I expect there will be many news items worthy of discussion by shareholders which are not particularly suited to the SCVR so I have opted to start this thread as an alternative platform. By way of starting I’ve copied below a posting I made belatedly on SCVR last Friday (3/6) re an article in the FT.

Having watched a very interesting programme on cancer treatment broadcast on the Beeb yesterday evening the following article was in the FT today. [I cribbed from the post by asdb9 another BB].

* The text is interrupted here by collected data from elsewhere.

PR #263, opened 2019-12-16
Filter out completely warnings not enabled by user

serras:
This is another attempt at fixing the problems described by #261. After this patch, warnings which were not enabled explicitly by the user but are needed to support some other functionality (mainly code lenses) are completely filtered out.

The implementation works by keeping two `DiagnosticStore`s in the `IdeState`: the usual one, and a new one of "hidden diagnostics". The means that a call to `getDiagnostics` should do the right thing and show only those warnings which were enabled. You need to call `getHiddenDiagnostics` to obtain the rest of the diagnostics, as done in the code lens code.

### DIFF
--- a/src/Development/IDE/Core/Compile.hs
+++ b/src/Development/IDE/Core/Compile.hs
@@ -109,12 +109,7 @@ typecheckModule (IdeDefer defer) packageState deps pm =
                                     $ demoteIfDefer pm{pm_mod_summary = tweak modSummary'}
             tcm2 <- mkTcModuleResult tcm
             let errorPipeline = unDefer
-                              . (if wopt Opt_WarnMissingSignatures dflags
-                                    then id
-                                    else degradeError Opt_WarnMissingSignatures)
-                              . (if wopt Opt_WarnMissingLocalSignatures dflags
-                                    then id
-                                    else degradeError Opt_WarnMissingLocalSignatures)
+                              . unShow dflags
             return (map errorPipeline warnings, tcm2)
 
 initPlugins :: GhcMonad m => ModSummary -> m ModSummary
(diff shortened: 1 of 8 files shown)


src/Development/IDE/Core/Compile.hs
```diff
@@ -197,20 +192,16 @@ unDefer (Reason Opt_WarnTypedHoles                 , fd) = upgradeWarningToError
...
-  (nfp, fd{_severity = Just DsError, _message = warn2err $ _message fd}) where
+upgradeWarningToError (nfp, sh, fd) =
+  (nfp, sh, fd{_severity = Just DsError, _message = warn2err $ _message fd}) where
   warn2err :: T.Text -> T.Text
   warn2err = T.intercalate ": error:" . T.splitOn ": warning:"
 
-degradeWarningToError :: FileDiagnostic -> FileDiagnostic
-degradeWarningToError (nfp, fd) =
-  (nfp, fd{_severity = Just DsInfo})
+unShow :: DynFlags -> (WarnReason, FileDiagnostic) -> (WarnReason, FileDiagnostic)
```
cocreature: why call this `unShow` instead of `Hide`?

src/Development/IDE/Types/Diagnostics.hs
```diff
@@ -39,14 +41,20 @@ ideErrorText fp msg = (fp, LSP.Diagnostic {
     _relatedInformation = Nothing
     })
 
+data ShowDiagnostic
+    = ShowDiag | HideDiag
```
cocreature: A comment on what `HideDiag` represents would be great.

src/Development/IDE/Core/Shake.hs
```diff
@@ -656,17 +665,26 @@ updateFileDiagnostics ::
...
         -- publishDiagnosticsNotification.
         newDiags <- modifyVar diagnostics $ \old -> do
-            let newDiagsStore = setStageDiagnostics fp (vfsVersion =<< modTime) (T.pack $ show k) current old
+            let newDiagsStore = setStageDiagnostics fp (vfsVersion =<< modTime)
+                                  (T.pack $ show k) (map snd currentShown) old
+            let newDiags = getFileDiagnostics fp newDiagsStore
+            _ <- evaluate newDiagsStore
+            _ <- evaluate newDiags
+            pure $! (newDiagsStore, newDiags)
+        _newHiddenDiags <- modifyVar hiddenDiagnostics $ \old -> do
```
cocreature: We don’t seem to care about the result so we might as well use `modifyVar_`.

src/Development/IDE/Core/Shake.hs
```diff
@@ -600,7 +609,7 @@ defineOnDisk act = addBuiltinRule noLint noIdentity $
                     pure $ RunResult ChangedNothing (fromMaybe "" current) (isJust current)
                   else do
                     (diags, mbHash) <- runAct
-                    updateFileDiagnostics file (Key key) extras $ map snd diags
+                    updateFileDiagnostics file (Key key) extras $ map (\(_,y,z) -> (y,z)) diags
```
cocreature: Probably better for another PR but this seems to hint at the fact that a record type would be a better choice for `FileDiagnostic` than a 3-tuple.

serras:
I've implemented the suggested changes, except for the tests, which I cannot make run correctly.
In particular, if I use `waitForDiagnostics`, the tests fail with time-out when no warning is shown. On the other hand, if I don't add it, then no code lens in obtained!

serras:
I've written some tests for the code lenses funcionality, but they fail with a very bad message:

```
ghcide-tests: fd:14: hGetLine: illegal operation (handle is closed)
FAIL
Exception: /private/var/folders/hd/mq6r7hc959q33jjgw5xbmvmm0000gn/T/extra-dir-31741191348/Sigs.hs: openFile: does not exist (No such file or directory)
```

Could somebody who knows more about `lsp-test` help? The relevant test is [here](https://github.com/digital-asset/ghcide/pull/263/commits/ca8893471cfb8d6d23bc4438bb5e9d91a4ff5e1e#diff-15add744e546094261d92580aa638eabR718).

jacg:
> if I use `waitForDiagnostics`, the tests fail with time-out when no warning is shown. On the other hand, if I don't add it, then no code lens in obtained!

Have you tried running the test in [`testSessionWait`](https://github.com/digital-asset/ghcide/blob/master/test/exe/Main.hs#L905) rather than `testSession`?

cocreature:
I’ve pushed a fix for the tests. The issue was that you did not wait for the `ApplyWorkspaceEdit` message. That resulted in `lsp-test` shutting down which cleared the VFS map. While shutting down, we received the `ApplyWorkspaceEdit` message (so there was a race condition). At this point, the VFS map was empty so we tried to lookup the file on disc which failed since it is never written to disk.

PR #264, opened 2019-12-16
Define "__GHCIDE__" on CPP

serras:
This patch comes from my experience in using ghcide in combination with quasi-quoters which read from files. If you have something like:

```haskell
$(doSomething "from.file")
```

then build tools would take the relative path to start with the source folder of the corresponding project, but ghcide takes it from the root of the project. Until a better solution is found, my proposal is to have this additional define in CPP, so we can do:

```haskell
#if __GHCIDE__
$(doSomething "src/from.file")
#else
$(doSomething "from.file")
#endif
```

### DIFF
--- a/src/Development/IDE/GHC/CPP.hs
+++ b/src/Development/IDE/GHC/CPP.hs
@@ -114,6 +114,8 @@ doCpp dflags raw input_fn output_fn = do
                     ++ map SysTools.Option sse_defs
                     ++ map SysTools.Option avx_defs
                     ++ mb_macro_include
+        -- Define a special macro "__GHCIDE__"
+                    ++ [ SysTools.Option "-D__GHCIDE__"]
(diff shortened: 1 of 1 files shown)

Pharmaceutical companies are lining up to use a pioneering cancer test developed by UK start-up Angle after it received a first-of-its-kind US regulatory clearance. Angle’s liquid biopsy test captures live cancer cells in the blood that clinicians can use to personalise treatment by understanding the mutations and gene expression in each patient’s cancer. Shares in the London-listed company jumped almost 60 per cent on the day the Food and Drug Administration gave the test clearance for use in metastatic breast cancer. The Surrey-based start-up already works with US drugmaker Abbott to use its test to identify patients who will respond to its treatment Herceptin. It is working on a trial in ovarian cancer and this week signed a deal with Philadelphia-based MidLantic Urology to study its test in prostate cancer. Andrew Newland, chief executive, said other companies had approached Angle since the clearance last week because the test enables them to follow their progress as the drug tackles tumours. Ultimately, it hopes they will develop diagnostics as companions to each drug. ‘Our vision is that we’re going to transform the way that cancer is diagnosed and treated for every cancer type worldwide,’ he said.’So we either have to be a very, very large company, or as we’re currently planning, we have to have many deals with very large companies to achieve that’ He said Angle wants to help clinicians who are ‘flying blind’, trying to work out which treatments a patient will respond to.…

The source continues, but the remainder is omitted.